**TASK:** Exactly as written, copy the lines that run from the start of the data below to the line containing "PR #1235, opened 2016-06-11", both ends included.

**ENTRIES PROVIDED:**

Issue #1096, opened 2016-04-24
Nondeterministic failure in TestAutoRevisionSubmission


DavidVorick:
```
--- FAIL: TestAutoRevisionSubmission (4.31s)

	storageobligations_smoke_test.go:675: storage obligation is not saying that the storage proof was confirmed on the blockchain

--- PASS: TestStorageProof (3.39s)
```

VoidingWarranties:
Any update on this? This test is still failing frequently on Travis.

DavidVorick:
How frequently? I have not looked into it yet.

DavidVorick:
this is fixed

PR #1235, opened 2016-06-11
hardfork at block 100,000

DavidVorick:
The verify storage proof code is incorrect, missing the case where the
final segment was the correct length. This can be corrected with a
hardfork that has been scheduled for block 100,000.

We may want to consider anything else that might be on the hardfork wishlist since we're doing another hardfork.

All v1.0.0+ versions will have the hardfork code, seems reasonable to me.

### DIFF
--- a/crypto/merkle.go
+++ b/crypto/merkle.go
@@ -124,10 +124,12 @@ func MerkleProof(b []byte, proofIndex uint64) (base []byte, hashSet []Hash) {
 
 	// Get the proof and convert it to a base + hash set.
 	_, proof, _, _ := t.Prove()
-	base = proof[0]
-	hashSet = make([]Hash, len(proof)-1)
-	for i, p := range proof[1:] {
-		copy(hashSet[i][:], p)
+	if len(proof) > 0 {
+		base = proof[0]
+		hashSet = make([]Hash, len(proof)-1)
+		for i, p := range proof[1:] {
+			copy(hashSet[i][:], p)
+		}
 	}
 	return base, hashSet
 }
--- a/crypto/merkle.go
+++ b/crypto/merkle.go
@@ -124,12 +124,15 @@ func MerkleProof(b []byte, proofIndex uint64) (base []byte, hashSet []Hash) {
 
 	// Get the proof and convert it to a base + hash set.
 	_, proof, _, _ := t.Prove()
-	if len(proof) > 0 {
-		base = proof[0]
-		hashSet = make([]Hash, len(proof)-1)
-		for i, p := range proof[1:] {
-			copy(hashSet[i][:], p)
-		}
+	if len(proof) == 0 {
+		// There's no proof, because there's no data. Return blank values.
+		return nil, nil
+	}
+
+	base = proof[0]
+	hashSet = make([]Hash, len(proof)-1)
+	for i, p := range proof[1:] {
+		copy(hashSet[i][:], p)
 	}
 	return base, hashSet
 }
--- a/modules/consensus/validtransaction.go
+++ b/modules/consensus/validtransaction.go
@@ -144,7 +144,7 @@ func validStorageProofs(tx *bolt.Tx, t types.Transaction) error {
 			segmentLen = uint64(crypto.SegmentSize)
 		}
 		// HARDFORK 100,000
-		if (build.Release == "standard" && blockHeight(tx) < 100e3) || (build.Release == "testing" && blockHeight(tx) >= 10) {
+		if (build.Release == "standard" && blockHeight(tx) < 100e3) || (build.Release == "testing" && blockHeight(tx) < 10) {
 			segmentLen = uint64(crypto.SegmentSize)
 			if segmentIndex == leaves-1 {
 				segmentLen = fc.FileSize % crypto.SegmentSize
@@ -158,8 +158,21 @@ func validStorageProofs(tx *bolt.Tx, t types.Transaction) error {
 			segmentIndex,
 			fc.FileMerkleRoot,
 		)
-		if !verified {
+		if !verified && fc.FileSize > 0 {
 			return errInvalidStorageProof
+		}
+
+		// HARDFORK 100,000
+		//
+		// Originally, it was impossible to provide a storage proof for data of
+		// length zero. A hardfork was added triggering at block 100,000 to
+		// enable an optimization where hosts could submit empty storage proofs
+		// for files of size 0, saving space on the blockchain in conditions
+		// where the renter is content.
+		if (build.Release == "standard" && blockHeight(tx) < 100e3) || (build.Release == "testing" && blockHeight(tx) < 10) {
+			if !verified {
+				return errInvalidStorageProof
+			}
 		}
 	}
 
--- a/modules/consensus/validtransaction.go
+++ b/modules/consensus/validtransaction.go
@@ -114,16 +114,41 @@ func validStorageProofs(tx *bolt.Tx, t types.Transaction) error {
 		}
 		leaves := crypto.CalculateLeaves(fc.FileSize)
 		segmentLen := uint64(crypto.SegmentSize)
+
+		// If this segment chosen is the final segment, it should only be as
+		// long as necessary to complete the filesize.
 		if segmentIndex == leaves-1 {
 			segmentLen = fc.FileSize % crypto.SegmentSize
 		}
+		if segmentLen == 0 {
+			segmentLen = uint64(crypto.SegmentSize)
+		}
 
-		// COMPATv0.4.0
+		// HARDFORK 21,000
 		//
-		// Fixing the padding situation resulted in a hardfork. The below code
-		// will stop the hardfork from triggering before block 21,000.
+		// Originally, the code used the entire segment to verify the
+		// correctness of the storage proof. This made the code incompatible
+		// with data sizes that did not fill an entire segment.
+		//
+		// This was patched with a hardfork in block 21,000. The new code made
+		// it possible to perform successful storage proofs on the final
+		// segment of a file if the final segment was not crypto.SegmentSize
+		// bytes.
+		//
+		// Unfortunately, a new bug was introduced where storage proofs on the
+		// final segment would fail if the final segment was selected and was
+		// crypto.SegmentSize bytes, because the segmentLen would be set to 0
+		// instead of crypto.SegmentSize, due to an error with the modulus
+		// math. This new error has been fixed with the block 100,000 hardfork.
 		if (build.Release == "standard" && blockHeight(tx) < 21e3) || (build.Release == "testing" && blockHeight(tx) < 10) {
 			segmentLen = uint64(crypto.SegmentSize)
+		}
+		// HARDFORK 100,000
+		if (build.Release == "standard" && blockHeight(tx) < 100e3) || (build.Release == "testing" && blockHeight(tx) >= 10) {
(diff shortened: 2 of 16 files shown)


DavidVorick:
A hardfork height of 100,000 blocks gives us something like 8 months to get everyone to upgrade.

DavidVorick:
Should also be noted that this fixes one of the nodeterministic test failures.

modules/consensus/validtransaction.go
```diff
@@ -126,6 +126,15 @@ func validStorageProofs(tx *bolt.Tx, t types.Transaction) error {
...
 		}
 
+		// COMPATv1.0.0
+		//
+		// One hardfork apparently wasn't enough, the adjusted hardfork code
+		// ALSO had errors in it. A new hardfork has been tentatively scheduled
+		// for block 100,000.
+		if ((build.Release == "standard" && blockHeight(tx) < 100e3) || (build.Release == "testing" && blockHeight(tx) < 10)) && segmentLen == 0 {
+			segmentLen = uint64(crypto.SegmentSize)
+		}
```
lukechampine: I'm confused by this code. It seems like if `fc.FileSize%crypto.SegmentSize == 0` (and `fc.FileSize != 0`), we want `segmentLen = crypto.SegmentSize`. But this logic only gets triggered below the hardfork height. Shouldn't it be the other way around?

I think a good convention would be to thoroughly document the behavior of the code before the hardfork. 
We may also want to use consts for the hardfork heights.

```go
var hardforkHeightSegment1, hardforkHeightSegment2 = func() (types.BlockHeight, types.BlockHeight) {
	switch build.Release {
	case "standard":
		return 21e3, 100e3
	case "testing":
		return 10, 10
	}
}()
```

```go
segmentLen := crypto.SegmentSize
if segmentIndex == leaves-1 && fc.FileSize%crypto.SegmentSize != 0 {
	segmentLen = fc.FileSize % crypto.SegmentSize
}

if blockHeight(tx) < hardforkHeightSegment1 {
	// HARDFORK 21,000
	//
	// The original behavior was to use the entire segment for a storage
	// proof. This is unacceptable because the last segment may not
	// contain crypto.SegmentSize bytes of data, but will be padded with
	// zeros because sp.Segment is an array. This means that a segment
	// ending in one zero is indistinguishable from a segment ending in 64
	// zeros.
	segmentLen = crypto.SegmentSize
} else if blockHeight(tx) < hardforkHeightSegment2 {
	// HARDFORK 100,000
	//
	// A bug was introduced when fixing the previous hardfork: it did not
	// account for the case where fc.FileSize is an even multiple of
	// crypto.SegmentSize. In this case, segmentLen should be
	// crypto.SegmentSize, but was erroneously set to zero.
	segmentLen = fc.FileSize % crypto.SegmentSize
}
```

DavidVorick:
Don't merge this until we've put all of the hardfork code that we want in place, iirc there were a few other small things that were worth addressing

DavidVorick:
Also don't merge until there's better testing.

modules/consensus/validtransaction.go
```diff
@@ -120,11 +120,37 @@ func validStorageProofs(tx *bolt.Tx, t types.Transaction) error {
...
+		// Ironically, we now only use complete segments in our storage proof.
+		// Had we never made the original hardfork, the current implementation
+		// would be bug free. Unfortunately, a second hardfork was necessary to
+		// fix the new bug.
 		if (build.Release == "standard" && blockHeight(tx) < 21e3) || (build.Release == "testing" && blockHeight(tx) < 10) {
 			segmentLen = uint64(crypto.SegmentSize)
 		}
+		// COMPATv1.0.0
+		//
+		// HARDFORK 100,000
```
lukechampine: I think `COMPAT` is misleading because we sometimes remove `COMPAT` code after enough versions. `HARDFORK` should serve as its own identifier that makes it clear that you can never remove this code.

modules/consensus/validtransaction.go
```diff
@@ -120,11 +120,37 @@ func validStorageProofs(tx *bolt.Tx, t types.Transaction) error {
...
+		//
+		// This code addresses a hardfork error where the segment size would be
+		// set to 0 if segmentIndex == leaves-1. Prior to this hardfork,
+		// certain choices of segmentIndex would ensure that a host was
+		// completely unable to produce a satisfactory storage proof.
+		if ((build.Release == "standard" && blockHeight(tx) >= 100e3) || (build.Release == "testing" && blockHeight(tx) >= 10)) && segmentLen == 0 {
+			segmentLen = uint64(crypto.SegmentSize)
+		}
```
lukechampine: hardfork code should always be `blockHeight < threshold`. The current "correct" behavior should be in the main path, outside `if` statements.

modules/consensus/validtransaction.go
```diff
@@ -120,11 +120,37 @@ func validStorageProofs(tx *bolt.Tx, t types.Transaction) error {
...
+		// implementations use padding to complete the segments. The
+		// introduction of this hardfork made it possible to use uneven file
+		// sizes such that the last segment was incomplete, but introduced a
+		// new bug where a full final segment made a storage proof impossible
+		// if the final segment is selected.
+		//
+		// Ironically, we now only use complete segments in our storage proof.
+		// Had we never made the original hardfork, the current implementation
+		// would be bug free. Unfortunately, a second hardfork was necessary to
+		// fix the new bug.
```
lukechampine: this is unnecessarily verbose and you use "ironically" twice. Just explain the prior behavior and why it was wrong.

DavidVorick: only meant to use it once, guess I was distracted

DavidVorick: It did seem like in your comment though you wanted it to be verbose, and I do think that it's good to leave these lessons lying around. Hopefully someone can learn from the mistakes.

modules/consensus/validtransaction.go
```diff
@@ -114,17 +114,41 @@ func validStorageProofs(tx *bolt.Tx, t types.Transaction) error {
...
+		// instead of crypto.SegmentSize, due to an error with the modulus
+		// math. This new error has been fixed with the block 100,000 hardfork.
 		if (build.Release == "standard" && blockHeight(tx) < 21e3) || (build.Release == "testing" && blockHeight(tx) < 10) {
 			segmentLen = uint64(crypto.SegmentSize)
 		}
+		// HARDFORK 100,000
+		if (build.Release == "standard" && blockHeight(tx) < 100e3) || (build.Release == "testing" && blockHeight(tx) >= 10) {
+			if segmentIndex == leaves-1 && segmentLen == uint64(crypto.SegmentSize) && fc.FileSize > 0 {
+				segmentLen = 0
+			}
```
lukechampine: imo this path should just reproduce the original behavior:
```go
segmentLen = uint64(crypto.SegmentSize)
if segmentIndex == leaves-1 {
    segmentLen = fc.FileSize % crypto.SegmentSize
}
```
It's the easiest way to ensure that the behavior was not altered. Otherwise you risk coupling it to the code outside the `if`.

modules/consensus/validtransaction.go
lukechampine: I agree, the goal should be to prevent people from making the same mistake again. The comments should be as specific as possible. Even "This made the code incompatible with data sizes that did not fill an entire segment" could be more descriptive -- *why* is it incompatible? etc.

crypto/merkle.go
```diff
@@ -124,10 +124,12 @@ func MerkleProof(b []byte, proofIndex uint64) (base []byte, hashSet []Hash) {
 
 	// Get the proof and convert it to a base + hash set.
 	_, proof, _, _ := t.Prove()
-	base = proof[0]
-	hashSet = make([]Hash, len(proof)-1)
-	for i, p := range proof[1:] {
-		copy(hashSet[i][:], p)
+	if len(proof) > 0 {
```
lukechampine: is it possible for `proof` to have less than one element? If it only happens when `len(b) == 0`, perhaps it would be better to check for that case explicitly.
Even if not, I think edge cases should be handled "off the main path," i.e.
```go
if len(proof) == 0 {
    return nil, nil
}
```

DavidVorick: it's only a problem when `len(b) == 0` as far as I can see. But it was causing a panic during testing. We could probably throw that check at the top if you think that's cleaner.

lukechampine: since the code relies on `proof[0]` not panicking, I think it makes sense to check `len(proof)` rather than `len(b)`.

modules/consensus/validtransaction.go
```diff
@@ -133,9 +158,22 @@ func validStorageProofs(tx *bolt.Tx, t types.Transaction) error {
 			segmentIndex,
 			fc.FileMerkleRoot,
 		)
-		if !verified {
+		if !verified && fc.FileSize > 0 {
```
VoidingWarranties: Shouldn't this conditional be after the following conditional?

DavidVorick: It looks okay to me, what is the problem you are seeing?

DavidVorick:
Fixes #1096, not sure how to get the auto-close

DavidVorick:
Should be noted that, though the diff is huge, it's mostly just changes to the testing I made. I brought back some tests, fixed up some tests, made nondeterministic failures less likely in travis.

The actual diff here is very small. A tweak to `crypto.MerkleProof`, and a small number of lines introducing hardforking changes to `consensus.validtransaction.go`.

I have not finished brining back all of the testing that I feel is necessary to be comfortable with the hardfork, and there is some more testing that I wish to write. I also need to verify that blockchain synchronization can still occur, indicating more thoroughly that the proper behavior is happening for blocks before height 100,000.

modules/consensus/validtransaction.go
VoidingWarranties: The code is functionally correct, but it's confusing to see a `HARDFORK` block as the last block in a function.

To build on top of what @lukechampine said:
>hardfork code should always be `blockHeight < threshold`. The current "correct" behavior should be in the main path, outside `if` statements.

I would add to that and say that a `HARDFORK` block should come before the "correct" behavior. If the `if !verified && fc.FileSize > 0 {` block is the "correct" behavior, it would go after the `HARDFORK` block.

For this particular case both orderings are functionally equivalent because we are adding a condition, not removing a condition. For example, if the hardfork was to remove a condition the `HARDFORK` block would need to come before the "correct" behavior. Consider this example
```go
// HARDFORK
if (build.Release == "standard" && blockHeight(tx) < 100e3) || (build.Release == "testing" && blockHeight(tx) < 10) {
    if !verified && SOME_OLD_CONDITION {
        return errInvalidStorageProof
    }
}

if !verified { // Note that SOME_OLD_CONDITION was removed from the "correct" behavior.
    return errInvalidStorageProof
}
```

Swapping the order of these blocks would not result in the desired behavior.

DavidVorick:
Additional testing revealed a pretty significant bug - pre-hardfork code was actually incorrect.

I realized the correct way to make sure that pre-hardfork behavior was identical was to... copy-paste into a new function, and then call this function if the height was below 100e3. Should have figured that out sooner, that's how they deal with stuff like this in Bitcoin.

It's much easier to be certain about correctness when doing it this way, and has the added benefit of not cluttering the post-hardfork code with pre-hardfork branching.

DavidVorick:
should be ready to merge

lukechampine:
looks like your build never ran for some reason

**RESPONSE:**
Issue #1096, opened 2016-04-24
Nondeterministic failure in TestAutoRevisionSubmission


DavidVorick:
```
--- FAIL: TestAutoRevisionSubmission (4.31s)

	storageobligations_smoke_test.go:675: storage obligation is not saying that the storage proof was confirmed on the blockchain

--- PASS: TestStorageProof (3.39s)
```

VoidingWarranties:
Any update on this? This test is still failing frequently on Travis.

DavidVorick:
How frequently? I have not looked into it yet.

DavidVorick:
this is fixed

PR #1235, opened 2016-06-11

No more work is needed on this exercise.